### Task details
Word for word, restate every entry that follows.

### Records supplied

━━━━━━━━━━━━━━━━

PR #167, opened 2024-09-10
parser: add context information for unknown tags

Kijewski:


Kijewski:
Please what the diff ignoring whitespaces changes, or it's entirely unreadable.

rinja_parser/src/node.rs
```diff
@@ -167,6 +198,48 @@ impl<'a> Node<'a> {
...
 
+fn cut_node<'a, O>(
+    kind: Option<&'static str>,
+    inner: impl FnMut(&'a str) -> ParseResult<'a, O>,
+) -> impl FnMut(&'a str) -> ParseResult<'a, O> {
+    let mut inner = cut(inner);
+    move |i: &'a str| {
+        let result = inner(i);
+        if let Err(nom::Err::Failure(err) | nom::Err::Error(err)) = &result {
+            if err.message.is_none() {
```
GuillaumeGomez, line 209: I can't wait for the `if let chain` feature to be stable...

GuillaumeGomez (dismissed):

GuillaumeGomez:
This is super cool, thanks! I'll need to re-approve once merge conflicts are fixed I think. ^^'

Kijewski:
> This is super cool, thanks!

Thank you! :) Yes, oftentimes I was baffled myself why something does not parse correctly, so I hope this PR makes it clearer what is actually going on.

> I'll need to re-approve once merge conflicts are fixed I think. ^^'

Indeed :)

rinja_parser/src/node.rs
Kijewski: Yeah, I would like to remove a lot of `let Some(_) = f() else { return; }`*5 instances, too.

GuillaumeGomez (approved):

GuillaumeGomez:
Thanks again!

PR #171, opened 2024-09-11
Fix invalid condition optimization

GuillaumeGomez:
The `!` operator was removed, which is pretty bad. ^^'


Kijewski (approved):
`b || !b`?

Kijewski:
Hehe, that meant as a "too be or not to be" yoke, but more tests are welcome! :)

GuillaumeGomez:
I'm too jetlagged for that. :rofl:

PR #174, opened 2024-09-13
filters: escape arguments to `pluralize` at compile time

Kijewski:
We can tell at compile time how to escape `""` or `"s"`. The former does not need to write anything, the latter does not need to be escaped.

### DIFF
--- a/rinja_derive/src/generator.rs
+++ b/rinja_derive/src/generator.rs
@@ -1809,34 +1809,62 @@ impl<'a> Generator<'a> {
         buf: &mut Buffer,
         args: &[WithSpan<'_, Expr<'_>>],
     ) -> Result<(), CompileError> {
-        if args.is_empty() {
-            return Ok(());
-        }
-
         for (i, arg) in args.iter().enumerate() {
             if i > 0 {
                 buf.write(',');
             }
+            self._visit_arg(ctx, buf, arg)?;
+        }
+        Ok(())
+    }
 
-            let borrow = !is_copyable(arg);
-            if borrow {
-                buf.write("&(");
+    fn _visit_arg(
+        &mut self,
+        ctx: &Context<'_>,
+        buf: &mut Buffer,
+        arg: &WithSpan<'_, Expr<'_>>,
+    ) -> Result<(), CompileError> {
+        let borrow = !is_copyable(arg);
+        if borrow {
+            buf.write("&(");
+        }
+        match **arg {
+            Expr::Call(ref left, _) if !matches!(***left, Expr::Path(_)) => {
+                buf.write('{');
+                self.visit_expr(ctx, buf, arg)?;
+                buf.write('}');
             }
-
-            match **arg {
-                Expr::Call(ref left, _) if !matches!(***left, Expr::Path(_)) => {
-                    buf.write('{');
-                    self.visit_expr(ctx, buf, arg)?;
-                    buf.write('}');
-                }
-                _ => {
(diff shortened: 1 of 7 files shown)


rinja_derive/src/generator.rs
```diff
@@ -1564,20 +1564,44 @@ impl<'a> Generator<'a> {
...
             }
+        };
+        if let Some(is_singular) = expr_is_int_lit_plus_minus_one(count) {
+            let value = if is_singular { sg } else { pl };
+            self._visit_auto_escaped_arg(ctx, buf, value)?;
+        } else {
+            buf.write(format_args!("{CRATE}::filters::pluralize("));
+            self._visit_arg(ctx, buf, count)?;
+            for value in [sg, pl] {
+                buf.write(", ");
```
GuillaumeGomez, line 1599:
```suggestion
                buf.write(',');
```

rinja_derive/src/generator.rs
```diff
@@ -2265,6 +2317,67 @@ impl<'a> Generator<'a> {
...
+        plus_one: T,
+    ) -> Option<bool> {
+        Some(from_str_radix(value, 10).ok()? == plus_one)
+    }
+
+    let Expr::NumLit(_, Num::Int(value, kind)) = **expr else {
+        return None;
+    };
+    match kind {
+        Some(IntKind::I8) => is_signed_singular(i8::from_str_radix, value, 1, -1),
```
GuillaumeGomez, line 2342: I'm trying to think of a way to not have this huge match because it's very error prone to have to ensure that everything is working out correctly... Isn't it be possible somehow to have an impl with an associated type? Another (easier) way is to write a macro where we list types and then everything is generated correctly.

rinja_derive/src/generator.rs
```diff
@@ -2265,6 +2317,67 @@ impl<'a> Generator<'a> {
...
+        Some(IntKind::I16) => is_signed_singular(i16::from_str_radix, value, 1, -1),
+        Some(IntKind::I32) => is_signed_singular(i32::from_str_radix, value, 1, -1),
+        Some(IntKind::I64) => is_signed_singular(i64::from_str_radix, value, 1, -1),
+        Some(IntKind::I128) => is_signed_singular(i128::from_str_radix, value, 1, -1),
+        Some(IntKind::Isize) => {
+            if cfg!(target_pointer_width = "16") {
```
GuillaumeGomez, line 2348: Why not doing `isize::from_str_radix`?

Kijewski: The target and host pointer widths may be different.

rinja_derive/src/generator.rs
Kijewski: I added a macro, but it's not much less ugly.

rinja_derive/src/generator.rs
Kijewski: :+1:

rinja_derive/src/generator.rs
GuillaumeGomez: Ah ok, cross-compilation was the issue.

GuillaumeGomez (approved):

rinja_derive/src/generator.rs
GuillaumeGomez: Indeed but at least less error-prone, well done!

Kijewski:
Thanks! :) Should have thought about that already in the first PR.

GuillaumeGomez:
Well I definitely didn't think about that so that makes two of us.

━━━━━━━━━━━━━━━━

### Exercise response
PR #167, opened 2024-09-10
parser: add context information for unknown tags

Kijewski:


Kijewski:
Please what the diff ignoring whitespaces changes, or it's entirely unreadable.

rinja_parser/src/node.rs
```diff
@@ -167,6 +198,48 @@ impl<'a> Node<'a> {
...
 
+fn cut_node<'a, O>(
+    kind: Option<&'static str>,
+    inner: impl FnMut(&'a str) -> ParseResult<'a, O>,
+) -> impl FnMut(&'a str) -> ParseResult<'a, O> {
+    let mut inner = cut(inner);
+    move |i: &'a str| {
+        let result = inner(i);
+        if let Err(nom::Err::Failure(err) | nom::Err::Error(err)) = &result {
+            if err.message.is_none() {
```
GuillaumeGomez, line 209: I can't wait for the `if let chain` feature to be stable...

GuillaumeGomez (dismissed):

GuillaumeGomez:
This is super cool, thanks! I'll need to re-approve once merge conflicts are fixed I think. ^^'

Kijewski:
> This is super cool, thanks!

Thank you! :) Yes, oftentimes I was baffled myself why something does not parse correctly, so I hope this PR makes it clearer what is actually going on.

> I'll need to re-approve once merge conflicts are fixed I think. ^^'

Indeed :)

rinja_parser/src/node.rs
Kijewski: Yeah, I would like to remove a lot of `let Some(_) = f() else { return; }`*5 instances, too.

GuillaumeGomez (approved):

GuillaumeGomez:
Thanks again!

PR #171, opened 2024-09-11
Fix invalid condition optimization

GuillaumeGomez:
The `!` operator was removed, which is pretty bad. ^^'


Kijewski (approved):
`b || !b`?

Kijewski:
Hehe, that meant as a "too be or not to be" yoke, but more tests are welcome! :)

GuillaumeGomez:
I'm too jetlagged for that. :rofl:

PR #174, opened 2024-09-13
filters: escape arguments to `pluralize` at compile time

Kijewski:
We can tell at compile time how to escape `""` or `"s"`. The former does not need to write anything, the latter does not need to be escaped.

### DIFF
--- a/rinja_derive/src/generator.rs
+++ b/rinja_derive/src/generator.rs
@@ -1809,34 +1809,62 @@ impl<'a> Generator<'a> {
         buf: &mut Buffer,
         args: &[WithSpan<'_, Expr<'_>>],
     ) -> Result<(), CompileError> {
-        if args.is_empty() {
-            return Ok(());
-        }
-
         for (i, arg) in args.iter().enumerate() {
             if i > 0 {
                 buf.write(',');
             }
+            self._visit_arg(ctx, buf, arg)?;
+        }
+        Ok(())
+    }
 
-            let borrow = !is_copyable(arg);
-            if borrow {
-                buf.write("&(");
+    fn _visit_arg(
+        &mut self,
+        ctx: &Context<'_>,
+        buf: &mut Buffer,
+        arg: &WithSpan<'_, Expr<'_>>,
+    ) -> Result<(), CompileError> {
+        let borrow = !is_copyable(arg);
+        if borrow {
+            buf.write("&(");
+        }
+        match **arg {
+            Expr::Call(ref left, _) if !matches!(***left, Expr::Path(_)) => {
+                buf.write('{');
+                self.visit_expr(ctx, buf, arg)?;
+                buf.write('}');
             }
-
-            match **arg {
-                Expr::Call(ref left, _) if !matches!(***left, Expr::Path(_)) => {
-                    buf.write('{');
-                    self.visit_expr(ctx, buf, arg)?;
-                    buf.write('}');
-                }
-                _ => {
(diff shortened: 1 of 7 files shown)


rinja_derive/src/generator.rs
```diff
@@ -1564,20 +1564,44 @@ impl<'a> Generator<'a> {
...
             }
+        };
+        if let Some(is_singular) = expr_is_int_lit_plus_minus_one(count) {
+            let value = if is_singular { sg } else { pl };
+            self._visit_auto_escaped_arg(ctx, buf, value)?;
+        } else {
+            buf.write(format_args!("{CRATE}::filters::pluralize("));
+            self._visit_arg(ctx, buf, count)?;
+            for value in [sg, pl] {
+                buf.write(", ");
```
GuillaumeGomez, line 1599:
```suggestion
                buf.write(',');
```

rinja_derive/src/generator.rs
```diff
@@ -2265,6 +2317,67 @@ impl<'a> Generator<'a> {
...
+        plus_one: T,
+    ) -> Option<bool> {
+        Some(from_str_radix(value, 10).ok()? == plus_one)
+    }
+
+    let Expr::NumLit(_, Num::Int(value, kind)) = **expr else {
+        return None;
+    };
+    match kind {
+        Some(IntKind::I8) => is_signed_singular(i8::from_str_radix, value, 1, -1),
```
GuillaumeGomez, line 2342: I'm trying to think of a way to not have this huge match because it's very error prone to have to ensure that everything is working out correctly... Isn't it be possible somehow to have an impl with an associated type? Another (easier) way is to write a macro where we list types and then everything is generated correctly.

rinja_derive/src/generator.rs
```diff
@@ -2265,6 +2317,67 @@ impl<'a> Generator<'a> {
...
+        Some(IntKind::I16) => is_signed_singular(i16::from_str_radix, value, 1, -1),
+        Some(IntKind::I32) => is_signed_singular(i32::from_str_radix, value, 1, -1),
+        Some(IntKind::I64) => is_signed_singular(i64::from_str_radix, value, 1, -1),
+        Some(IntKind::I128) => is_signed_singular(i128::from_str_radix, value, 1, -1),
+        Some(IntKind::Isize) => {
+            if cfg!(target_pointer_width = "16") {
```
GuillaumeGomez, line 2348: Why not doing `isize::from_str_radix`?

Kijewski: The target and host pointer widths may be different.

rinja_derive/src/generator.rs
Kijewski: I added a macro, but it's not much less ugly.

rinja_derive/src/generator.rs
Kijewski: :+1:

rinja_derive/src/generator.rs
GuillaumeGomez: Ah ok, cross-compilation was the issue.

GuillaumeGomez (approved):

rinja_derive/src/generator.rs
GuillaumeGomez: Indeed but at least less error-prone, well done!

Kijewski:
Thanks! :) Should have thought about that already in the first PR.

GuillaumeGomez:
Well I definitely didn't think about that so that makes two of us.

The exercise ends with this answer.